** SOURCE INFORMATION follows **
PR #1494, opened 2024-08-04
Add Seeked signal to Mpris interface

### LINKED ISSUE #1492: Add support for `Seeked` signal on mpris interface
According to the [mpris2 spec](https://specifications.freedesktop.org/mpris-spec/latest/Player_Interface.html#Signal:Seeked), a player should provide the `Seeked` signal to show when the playback position has changed due to seek activity.

I would like support for this signal to be added to ncspot's mpris interface.

n/a

**Additional context**
n/a

Sorry this is short - I hope the request is self-explanatory. Thanks for your work on `ncspot`, it's greatly appreciated.

elParaguayo:
NB I am new to Rust so may have made some horrible mistakes in here!

## Describe your changes

The Mpris2 spec includes a `Seeked` signal which should be fired when the track position changes in an unexpected way i.e. when the user seeks to a different part of the track.

This PR implements this signal on seek events and also when a new track begins. The latter is not strictly required but has been observed in other players (e.g. VLC).

Closes #1492

### DIFF
--- a/CHANGELOG.md
+++ b/CHANGELOG.md
@@ -7,6 +7,10 @@ and this project adheres to [Semantic Versioning](https://semver.org/spec/v2.0.0
 
 ## [Unreleased]
 
+### Added
+
+- Emit MPRIS `Seeked` signal
+
 ### Fixed
 
 - Switch to OAuth2 login mechanism
--- a/src/mpris.rs
+++ b/src/mpris.rs
@@ -1,3 +1,5 @@
+#![allow(clippy::use_self)]
+
 use log::info;
 use std::collections::HashMap;
 use std::error::Error;
@@ -6,6 +8,7 @@ use std::time::Duration;
 use tokio::sync::mpsc;
 use tokio_stream::wrappers::UnboundedReceiverStream;
 use tokio_stream::StreamExt;
+use zbus::object_server::SignalContext;
 use zbus::zvariant::{ObjectPath, Value};
 use zbus::{interface, ConnectionBuilder};
 
@@ -314,6 +317,9 @@ impl MprisPlayer {
         self.queue.get_current().is_some()
     }
 
+    #[zbus(signal)]
+    async fn seeked(context: &SignalContext<'_>, position: &i64) -> zbus::Result<()>;
+
     fn next(&self) {
         self.queue.next(true)
     }
@@ -472,6 +478,8 @@ pub enum MprisCommand {
     EmitVolumeStatus,
     /// Emit metadata
     EmitMetadataStatus,
+    /// Emit seeked position
+    EmitSeekedStatus(i64),
 }
 
 /// An MPRIS server that internally manager a thread which can be sent commands. This is internally
@@ -538,6 +546,10 @@ impl MprisManager {
                 }
                 Some(MprisCommand::EmitMetadataStatus) => {
                     player_iface.metadata_changed(ctx).await?;
+                }
+                Some(MprisCommand::EmitSeekedStatus(pos)) => {
+                    info!("sending MPRIS seeked signal");
+                    MprisPlayer::seeked(ctx, &pos).await?;
                 }
                 None => break,
             }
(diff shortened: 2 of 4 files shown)


hrkfdn:
Thanks :heart:, tested it quickly and it looks pretty good to me! Could you update the Changelog and check on the Clippy errors? After that I'll happily merge it :)

elParaguayo:
Thanks. I've looked at those 2 `cargo clippy` errors and I'm struggling to see how they were caused by my changes.

```
error: unnecessary structure name repetition
  --> src/mpris.rs:78:6
   |
78 | impl MprisPlayer {
   |      ^^^^^^^^^^^ help: use the applicable keyword: `Self`
   |
   = help: for further information visit https://rust-lang.github.io/rust-clippy/master/index.html#use_self
   = note: requested on the command line with `-D clippy::use-self`
```
I don't see how adding a new function caused that. I also don't understand how this gets fixed. The link refers to a `new` function but we don't have that here - is that the problem?

```
error: all variants have the same prefix: `Notify`
   --> src/mpris.rs:470:1
    |
470 | / pub enum MprisCommand {
471 | |     /// Notify about playback status and metadata updates.
472 | |     NotifyPlaybackUpdate,
473 | |     /// Notify about volume updates.
...   |
476 | |     NotifySeekedUpdate(i64),
477 | | }
    | |_^
    |
    = help: remove the prefixes and use full paths to the variants instead of glob imports
    = help: for further information visit https://rust-lang.github.io/rust-clippy/master/index.html#enum_variant_names
    = note: `-D clippy::enum-variant-names` implied by `-D warnings`
    = help: to override `-D warnings` add `#[allow(clippy::enum_variant_names)]`
```
Again, this should have been an issue before this PR as the two names had the same prefix (and suffix) - but maybe it needs at least 3 members before it fires. To fix this, I'd need to rename existing values. I'm fine to do that if you're ok with it.

ThomasFrans:
That first one is quite simple to solve generally. I think it means you used the literal name `MprisPlayer` somewhere inside an implementation on `MprisPlayer`. In that case it's better to use `Self` to refer to `MprisPlayer`. It helps when searching the codebase, so you don't get 100s of results when looking for an identifier, but only the definition.

For the second one I'd imagine the lint only triggers when you have 3 or more variants with the same prefix, although I'm not sure. I also don't understand what the suggestion means in this case. I've never seen that one either.

elParaguayo:
Thanks for the comments.

> That first one is quite simple to solve generally. I think it means you used the literal name `MprisPlayer` somewhere inside an implementation on `MprisPlayer` (in a function inside the `impl MprisPlayer` block). In that case it's better to use `Self` to refer to `MprisPlayer`. It helps when searching the codebase, so you don't get 100s of results when looking for an identifier, but only the definition.

Unless I'm blind, I haven't done this at all. There an `MprisPlayer` reference in the `impl MprisManager` block but I can't use `Self` there.

> For the second one I'd imagine the lint only triggers when you have 3 or more variants with the same prefix (https://dev-doc.rust-lang.org/nightly/clippy/lint_configuration.html#enum-variant-name-threshold). I also don't understand what the suggestion means in this case. I've never seen that one either.

This is probably just solved by renaming the variants but I'll leave this until I can fix the first one.

haruInDisguise:
Hey, @elParaguayo.  A PR of mine (#1515) has been merged that restructures how MPRIS events are emitted, making this PR (in its current state) incompatible with the main branch.
> Unless I'm blind, I haven't done this at all. There an MprisPlayer reference in the impl MprisManager block but I can't use Self there.

From what I can tell, this is an issue causes by zbus, upon expanding the ```interface(...)``` procedural macro. You could add a clippy exception (```#![allow(clippy::use_self)]```) to the start of ```mpris.rs```.

elParaguayo:
@haruInDisguise thanks for letting me know. I'll rebase this PR and fix as necessary.

hrkfdn (approved):

hrkfdn:
Thank you :) Merged with some very minor changes

elParaguayo:
Thanks for the changes. Beyond my current skill level so appreciate you improving my PR.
** End of SOURCE INFORMATION **
**WHAT IS EXPECTED:** Write the data back out verbatim.

**RESULT BELOW:**
PR #1494, opened 2024-08-04
Add Seeked signal to Mpris interface

### LINKED ISSUE #1492: Add support for `Seeked` signal on mpris interface
According to the [mpris2 spec](https://specifications.freedesktop.org/mpris-spec/latest/Player_Interface.html#Signal:Seeked), a player should provide the `Seeked` signal to show when the playback position has changed due to seek activity.

I would like support for this signal to be added to ncspot's mpris interface.

n/a

**Additional context**
n/a

Sorry this is short - I hope the request is self-explanatory. Thanks for your work on `ncspot`, it's greatly appreciated.

elParaguayo:
NB I am new to Rust so may have made some horrible mistakes in here!

## Describe your changes

The Mpris2 spec includes a `Seeked` signal which should be fired when the track position changes in an unexpected way i.e. when the user seeks to a different part of the track.

This PR implements this signal on seek events and also when a new track begins. The latter is not strictly required but has been observed in other players (e.g. VLC).

Closes #1492

### DIFF
--- a/CHANGELOG.md
+++ b/CHANGELOG.md
@@ -7,6 +7,10 @@ and this project adheres to [Semantic Versioning](https://semver.org/spec/v2.0.0
 
 ## [Unreleased]
 
+### Added
+
+- Emit MPRIS `Seeked` signal
+
 ### Fixed
 
 - Switch to OAuth2 login mechanism
--- a/src/mpris.rs
+++ b/src/mpris.rs
@@ -1,3 +1,5 @@
+#![allow(clippy::use_self)]
+
 use log::info;
 use std::collections::HashMap;
 use std::error::Error;
@@ -6,6 +8,7 @@ use std::time::Duration;
 use tokio::sync::mpsc;
 use tokio_stream::wrappers::UnboundedReceiverStream;
 use tokio_stream::StreamExt;
+use zbus::object_server::SignalContext;
 use zbus::zvariant::{ObjectPath, Value};
 use zbus::{interface, ConnectionBuilder};
 
@@ -314,6 +317,9 @@ impl MprisPlayer {
         self.queue.get_current().is_some()
     }
 
+    #[zbus(signal)]
+    async fn seeked(context: &SignalContext<'_>, position: &i64) -> zbus::Result<()>;
+
     fn next(&self) {
         self.queue.next(true)
     }
@@ -472,6 +478,8 @@ pub enum MprisCommand {
     EmitVolumeStatus,
     /// Emit metadata
     EmitMetadataStatus,
+    /// Emit seeked position
+    EmitSeekedStatus(i64),
 }
 
 /// An MPRIS server that internally manager a thread which can be sent commands. This is internally
@@ -538,6 +546,10 @@ impl MprisManager {
                 }
                 Some(MprisCommand::EmitMetadataStatus) => {
                     player_iface.metadata_changed(ctx).await?;
+                }
+                Some(MprisCommand::EmitSeekedStatus(pos)) => {
+                    info!("sending MPRIS seeked signal");
+                    MprisPlayer::seeked(ctx, &pos).await?;
                 }
                 None => break,
             }
(diff shortened: 2 of 4 files shown)


hrkfdn:
Thanks :heart:, tested it quickly and it looks pretty good to me! Could you update the Changelog and check on the Clippy errors? After that I'll happily merge it :)

elParaguayo:
Thanks. I've looked at those 2 `cargo clippy` errors and I'm struggling to see how they were caused by my changes.

```
error: unnecessary structure name repetition
  --> src/mpris.rs:78:6
   |
78 | impl MprisPlayer {
   |      ^^^^^^^^^^^ help: use the applicable keyword: `Self`
   |
   = help: for further information visit https://rust-lang.github.io/rust-clippy/master/index.html#use_self
   = note: requested on the command line with `-D clippy::use-self`
```
I don't see how adding a new function caused that. I also don't understand how this gets fixed. The link refers to a `new` function but we don't have that here - is that the problem?

```
error: all variants have the same prefix: `Notify`
   --> src/mpris.rs:470:1
    |
470 | / pub enum MprisCommand {
471 | |     /// Notify about playback status and metadata updates.
472 | |     NotifyPlaybackUpdate,
473 | |     /// Notify about volume updates.
...   |
476 | |     NotifySeekedUpdate(i64),
477 | | }
    | |_^
    |
    = help: remove the prefixes and use full paths to the variants instead of glob imports
    = help: for further information visit https://rust-lang.github.io/rust-clippy/master/index.html#enum_variant_names
    = note: `-D clippy::enum-variant-names` implied by `-D warnings`
    = help: to override `-D warnings` add `#[allow(clippy::enum_variant_names)]`
```
Again, this should have been an issue before this PR as the two names had the same prefix (and suffix) - but maybe it needs at least 3 members before it fires. To fix this, I'd need to rename existing values. I'm fine to do that if you're ok with it.

ThomasFrans:
That first one is quite simple to solve generally. I think it means you used the literal name `MprisPlayer` somewhere inside an implementation on `MprisPlayer`. In that case it's better to use `Self` to refer to `MprisPlayer`. It helps when searching the codebase, so you don't get 100s of results when looking for an identifier, but only the definition.

For the second one I'd imagine the lint only triggers when you have 3 or more variants with the same prefix, although I'm not sure. I also don't understand what the suggestion means in this case. I've never seen that one either.

elParaguayo:
Thanks for the comments.

> That first one is quite simple to solve generally. I think it means you used the literal name `MprisPlayer` somewhere inside an implementation on `MprisPlayer` (in a function inside the `impl MprisPlayer` block). In that case it's better to use `Self` to refer to `MprisPlayer`. It helps when searching the codebase, so you don't get 100s of results when looking for an identifier, but only the definition.

Unless I'm blind, I haven't done this at all. There an `MprisPlayer` reference in the `impl MprisManager` block but I can't use `Self` there.

> For the second one I'd imagine the lint only triggers when you have 3 or more variants with the same prefix (https://dev-doc.rust-lang.org/nightly/clippy/lint_configuration.html#enum-variant-name-threshold). I also don't understand what the suggestion means in this case. I've never seen that one either.

This is probably just solved by renaming the variants but I'll leave this until I can fix the first one.

haruInDisguise:
Hey, @elParaguayo.  A PR of mine (#1515) has been merged that restructures how MPRIS events are emitted, making this PR (in its current state) incompatible with the main branch.
> Unless I'm blind, I haven't done this at all. There an MprisPlayer reference in the impl MprisManager block but I can't use Self there.

From what I can tell, this is an issue causes by zbus, upon expanding the ```interface(...)``` procedural macro. You could add a clippy exception (```#![allow(clippy::use_self)]```) to the start of ```mpris.rs```.

elParaguayo:
@haruInDisguise thanks for letting me know. I'll rebase this PR and fix as necessary.

hrkfdn (approved):

hrkfdn:
Thank you :) Merged with some very minor changes

elParaguayo:
Thanks for the changes. Beyond my current skill level so appreciate you improving my PR.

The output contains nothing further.